TASK STATEMENT>
Look through the material below and give the number of lines holding "resolved", with no other words.

DATA FOR THE TASK START

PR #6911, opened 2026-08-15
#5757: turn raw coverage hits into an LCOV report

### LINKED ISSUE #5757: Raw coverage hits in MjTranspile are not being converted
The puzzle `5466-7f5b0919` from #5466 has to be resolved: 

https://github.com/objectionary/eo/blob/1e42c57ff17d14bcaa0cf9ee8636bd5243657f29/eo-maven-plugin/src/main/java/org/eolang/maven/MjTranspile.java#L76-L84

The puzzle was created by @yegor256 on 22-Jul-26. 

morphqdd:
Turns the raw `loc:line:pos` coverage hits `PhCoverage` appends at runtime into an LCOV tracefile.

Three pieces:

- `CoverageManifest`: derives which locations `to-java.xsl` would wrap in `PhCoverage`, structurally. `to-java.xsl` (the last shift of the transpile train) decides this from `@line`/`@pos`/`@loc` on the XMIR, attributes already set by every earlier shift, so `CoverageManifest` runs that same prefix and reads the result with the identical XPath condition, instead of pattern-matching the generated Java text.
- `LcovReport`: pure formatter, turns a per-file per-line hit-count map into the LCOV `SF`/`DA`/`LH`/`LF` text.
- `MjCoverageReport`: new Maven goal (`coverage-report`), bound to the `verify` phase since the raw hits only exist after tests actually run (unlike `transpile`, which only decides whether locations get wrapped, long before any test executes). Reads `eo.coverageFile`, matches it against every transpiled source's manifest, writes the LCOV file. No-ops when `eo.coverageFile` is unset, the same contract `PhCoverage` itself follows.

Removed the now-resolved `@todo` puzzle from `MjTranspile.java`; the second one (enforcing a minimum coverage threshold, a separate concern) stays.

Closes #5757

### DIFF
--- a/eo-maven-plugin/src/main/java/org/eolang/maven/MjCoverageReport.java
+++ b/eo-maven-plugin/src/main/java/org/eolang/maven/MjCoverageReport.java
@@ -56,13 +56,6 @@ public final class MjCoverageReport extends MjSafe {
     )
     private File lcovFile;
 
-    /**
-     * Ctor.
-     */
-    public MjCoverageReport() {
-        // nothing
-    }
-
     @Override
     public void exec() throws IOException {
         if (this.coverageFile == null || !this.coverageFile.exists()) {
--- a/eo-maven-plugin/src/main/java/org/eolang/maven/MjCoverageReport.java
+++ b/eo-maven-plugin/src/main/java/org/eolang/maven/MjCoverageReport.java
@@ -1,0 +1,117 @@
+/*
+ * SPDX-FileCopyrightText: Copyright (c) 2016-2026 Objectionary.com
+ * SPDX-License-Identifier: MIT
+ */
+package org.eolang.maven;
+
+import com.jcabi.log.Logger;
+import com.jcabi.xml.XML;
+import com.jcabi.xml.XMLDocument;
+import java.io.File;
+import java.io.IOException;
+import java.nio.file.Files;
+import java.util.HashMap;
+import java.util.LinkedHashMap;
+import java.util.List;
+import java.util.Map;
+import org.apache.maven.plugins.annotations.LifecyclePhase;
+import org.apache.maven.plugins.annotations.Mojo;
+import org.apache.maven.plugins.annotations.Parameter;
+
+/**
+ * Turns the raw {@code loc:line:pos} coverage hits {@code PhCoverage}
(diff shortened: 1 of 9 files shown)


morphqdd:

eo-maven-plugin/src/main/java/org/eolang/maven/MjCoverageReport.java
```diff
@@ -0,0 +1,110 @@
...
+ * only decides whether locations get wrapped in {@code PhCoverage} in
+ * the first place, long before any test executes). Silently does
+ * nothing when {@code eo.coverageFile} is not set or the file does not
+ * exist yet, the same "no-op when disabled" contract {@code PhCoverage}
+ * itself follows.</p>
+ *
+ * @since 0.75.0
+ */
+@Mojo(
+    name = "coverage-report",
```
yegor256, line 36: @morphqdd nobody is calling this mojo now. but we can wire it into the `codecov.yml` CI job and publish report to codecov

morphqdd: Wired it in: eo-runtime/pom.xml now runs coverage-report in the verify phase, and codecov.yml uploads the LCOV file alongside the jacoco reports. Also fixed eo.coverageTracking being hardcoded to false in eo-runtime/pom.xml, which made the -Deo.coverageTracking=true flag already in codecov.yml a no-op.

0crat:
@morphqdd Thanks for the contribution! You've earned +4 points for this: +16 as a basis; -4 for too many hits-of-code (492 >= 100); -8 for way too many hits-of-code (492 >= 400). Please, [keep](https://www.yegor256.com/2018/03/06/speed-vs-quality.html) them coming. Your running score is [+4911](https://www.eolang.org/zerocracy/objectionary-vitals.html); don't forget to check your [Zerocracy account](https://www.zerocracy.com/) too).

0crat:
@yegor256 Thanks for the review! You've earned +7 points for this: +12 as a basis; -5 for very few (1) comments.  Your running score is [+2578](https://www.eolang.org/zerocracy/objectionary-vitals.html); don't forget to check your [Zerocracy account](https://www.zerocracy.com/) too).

DATA FOR THE TASK END

WRITTEN SOLUTION>
2